> **Problem requirements**
The output is the lines below from the one with "- updates local cursor of [c] to 11" through the one with "[a] .. maxID: 11", both included, printed exactly and with no other line.

> **Material provided**
^^^^
PR #955, opened 2018-07-09
Fix to boolean searcher's Advance()

abhinavdangeti:
+ Advance nested searchers within a boolean searcher only if
  the cursor is trailing the ID being looked up.
+ Unit test
+ Fixes blevesearch#954

Here's an example bug scenario with nested boolean searchers ..

    conjunctionSearcher [a]
        => booleanSearcher [b]
            Must => conjunctionSearcher [d]
                => disjunctionSearcher [f]
                    => disjunctionSearcher
                        => termSearcher
                    => disjunctionSearcher
                        => termSearcher
        => booleanSearcher [c]
            Must => conjunctionSearcher [e]
                => termSearcher

    Consider there to be docs ranging from 1 to 100 in the index
    and these are the expected matches, for the query:
    1, 11, 16, 21,..

    On the first Next() call by the collector ..
        [d]
            - initSearchers .. sets local cursor of [f] to 1
            - moves local cursor of disjunction cursor to 11

        [b]
            - init: local cursor of [d] set to 1
            - moves [d]’s local cursor of [f] to 12
            - moves local cursor of [d] to 11

        [c]
            - init: local cursor of [e] set to 1
            - moves local cursor of [e] to 11

        [a]
            - initSearchers: sets local cursors of [b], [c] to 1
            - moves [b]’s local cursor of [d] to 12
            - moves [d]’s local cursor of [f] to 16
            - moves [c]’s local cursor of [e] to 16
            - updates local cursor of [b] to 11
            - updates local cursor of [c] to 11

    (Note that at this point [b]’s local cursor to [d] and [c]’s
     local cursor to [e] are pointing to different documents,
     owing to the different nesting of searchers underneath)

    On the second Next() call by the collector ..
        [a] .. maxID: 11
            - moves [b]’s local cursor of [d] to 16
                - moves [d]’s local cursor of [f] to 17
            - moves [c]’s local cursor of [e] to 21
            - updates local cursor of [b] to 12
            - updates local cursor of [c] to 16

    On the third Next() call by the collector ..
        [a] .. maxID: 16
            - sees that maxID 16 > 12 (cursor position of [b])
            - invokes advanceChild([b]) ..
                --> this causes [b]’s local cursor to move from
                    16 to 17 and this prevents the match:16 from
                    being collected.

### DIFF
--- a/search/searcher/search_boolean.go
+++ b/search/searcher/search_boolean.go
@@ -332,31 +332,38 @@ func (s *BooleanSearcher) Advance(ctx *search.SearchContext, ID index.IndexInter
 	}
 
 	var err error
+	// Advance nested searcher(s) only if the cursor is trailing the lookup ID
 	if s.mustSearcher != nil {
-		if s.currMust != nil {
-			ctx.DocumentMatchPool.Put(s.currMust)
-		}
-		s.currMust, err = s.mustSearcher.Advance(ctx, ID)
-		if err != nil {
-			return nil, err
+		if s.currMust == nil || s.currMust.IndexInternalID.Compare(ID) < 0 {
+			if s.currMust != nil {
+				ctx.DocumentMatchPool.Put(s.currMust)
+			}
+			s.currMust, err = s.mustSearcher.Advance(ctx, ID)
+			if err != nil {
+				return nil, err
+			}
 		}
 	}
 	if s.shouldSearcher != nil {
-		if s.currShould != nil {
-			ctx.DocumentMatchPool.Put(s.currShould)
-		}
-		s.currShould, err = s.shouldSearcher.Advance(ctx, ID)
-		if err != nil {
-			return nil, err
+		if s.currShould == nil || s.currShould.IndexInternalID.Compare(ID) < 0 {
+			if s.currShould != nil {
+				ctx.DocumentMatchPool.Put(s.currShould)
+			}
+			s.currShould, err = s.shouldSearcher.Advance(ctx, ID)
+			if err != nil {
+				return nil, err
+			}
 		}
 	}
 	if s.mustNotSearcher != nil {
-		if s.currMustNot != nil {
-			ctx.DocumentMatchPool.Put(s.currMustNot)
-		}
-		s.currMustNot, err = s.mustNotSearcher.Advance(ctx, ID)
-		if err != nil {
-			return nil, err
+		if s.currMustNot == nil || s.currMustNot.IndexInternalID.Compare(ID) < 0 {
+			if s.currMustNot != nil {
+				ctx.DocumentMatchPool.Put(s.currMustNot)
+			}
+			s.currMustNot, err = s.mustNotSearcher.Advance(ctx, ID)
+			if err != nil {
+				return nil, err
+			}
 		}
 	}
 
--- a/search_test.go
+++ b/search_test.go
@@ -17,12 +17,21 @@ package bleve
 import (
 	"encoding/json"
 	"fmt"
+	"os"
 	"reflect"
+	"strconv"
 	"strings"
 	"testing"
 	"time"
 
+	"github.com/blevesearch/bleve/analysis"
+	"github.com/blevesearch/bleve/analysis/analyzer/custom"
+	"github.com/blevesearch/bleve/analysis/token/lowercase"
+	"github.com/blevesearch/bleve/analysis/tokenizer/single"
+	"github.com/blevesearch/bleve/analysis/tokenizer/whitespace"
+	"github.com/blevesearch/bleve/document"
 	"github.com/blevesearch/bleve/search"
+	"github.com/blevesearch/bleve/search/query"
 )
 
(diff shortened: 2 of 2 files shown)


abhinavdangeti:
Ah my mistake, thanks for pointing that out @mschoch . 
So that seems to be the case here .. where the searcher is already pointing to something past the key we want to advance to. Invoking advanceChild essentially resets the cursor of the searcher, and advances it to the position of the key we want.
Does it make sense to get rid of that bytes.Compare(..) of the id entirely, or is it perhaps that we should've never entered this situation in the first place?

mschoch:
@abhinavdangeti you haven't provided enough information about the problem for me to answer your questions.  If a searcher is already pointing at key D, and you ask it to advance to B, the intended behavior is to do nothing (or continue in this loop).  The reasoning for this is deeper, in that the way we walk all of these searchers simultaneously, should mean that this is safe (ie, there is no key B or C on the that searcher).

If what you're saying is that no we really do need to go backwards, because B or C is on that searcher, then there is a completely different problem, and you'd have to start by seeing how we skipped over B or C already in the first place.  Is it because any of the searchers are returning things out of order?

abhinavdangeti:
I believe that the problem lies with the searcher skipping over certain relevant keys.
I've added some debug logs and here's evidence that the searcher has indeed skipped relevant information (I've removed that conditional and always have the searcher's cursor advance regardless of it's position for this): 

```
[0xc4202a4a50] BOOL Advance to 16, mustSearcher: 0xc4202832c0
[0xc4202832c0] CONJ: Look up 16 
[0xc4202832c0] CONJ: Current cursor at [17-0.739195]
[0xc4202832c0] CONJ advanceChild, sub searcher: 0xc4203b2280
...
[0xc4202832c0] CONJ advanceChild aftermath, Cursor now at: [16-0.739195], sub searcher's p: 0xc4203b2280
```

**16** happens to be one of the keys that is expected in the result set but is absent.

From my logs I don't see any evidence that the searcher's returning things out of order however.

abhinavdangeti:
Hey @mschoch, think I've found the issue, the new patch addresses it. Let me know what you think.

abhinavdangeti:
Let me also add the unit test that I used to verify it along with this change.

mschoch:
Adding a unit test will be helpful, but I'd like to dig deeper into this solution.

Can you, in a few sentences explain why this works?  What scenario arises, and do these additional conditions prevent the wrong thing from happening?  This would be a useful addition to the commit message.

The other question is, why does this fix belong here?  Specifically, shouldn't it be valid for anyone to ask any searcher to Advance() anywhere?  Why does this searcher need to be "careful" about when to invoke Advance()?  I haven't heard your reasoning yet, but it seems to me that its better to keep this code clearer, and always call Advance() when its logically needed, and that it should be the down-stream searchers which either protect themselves from doing the wrong thing, or just doing nothing if it should in fact be a no-op.  Or maybe there is some other reason it is better done here?

mschoch:
Thanks, that helps some, but I still might be missing the big picture.  Would it be correct to say that the problem originates because a parent searcher tracks the "current" location of each of it's child searchers, but in fact the child searchers have already moved past that point?  So then, at some later time when it attempts to make decisions about "do I need to reposition this child?" it ends up making wrong decisions because the child searcher is actually further ahead?

That is, what I sort of get the feeling is happening here.

Why is that important?  Well it would seem that if this is the case, then the fix works because it does need to tell child searchers to go backwards sometimes.  We're advancing to "16", child searcher is already at "17", we need to make it go back to not miss something.

If that is the case, meaning that this fix works because it tells child searchers to go backwards, then we have to re-evaluate a larger issue.  We have a number of internals that are highly inefficient if searchers ever go backwards (they basically start over from 0 again).  And, so if this fix is introducing anything that causes us to go backwards (even if that is correct), we need to think about it more.

abhinavdangeti:
Hey @mschoch, all points you make sound valid. But I haven't found evidence of any searchers moving backwards yet.

For the moment at least, I believe the problem lies with invoking a boolean searcher's Advance() to an ID that it already points to, which in turn invokes the child conjunction searcher's Advance(). [Here](https://github.com/blevesearch/bleve/blob/master/search/searcher/search_conjunction.go#L237) the child conjunction searcher determines that it doesn't need to advance, and returns Next() - the cached value. The boolean searcher updates it's currMust with the cached value returned by the child searcher. This is where the boolean searcher moves past a match (there by skipping a result), as the child searcher was already ahead of the parent searcher. The change in this PR prohibits this update within the boolean searcher from happening.

We already do this for the [conjunction searcher](https://github.com/blevesearch/bleve/blob/master/search/searcher/search_conjunction.go#L237), [disjunction searcher](https://github.com/blevesearch/bleve/blob/master/search/searcher/search_disjunction_slice.go#L235) and [phrase searcher](https://github.com/blevesearch/bleve/blob/master/search/searcher/search_phrase.go#L400). I made this change as I felt the handling of this scenario was missing within the boolean searcher.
^^^^
> **Exercise response**
            - updates local cursor of [c] to 11

    (Note that at this point [b]’s local cursor to [d] and [c]’s
     local cursor to [e] are pointing to different documents,
     owing to the different nesting of searchers underneath)

    On the second Next() call by the collector ..
        [a] .. maxID: 11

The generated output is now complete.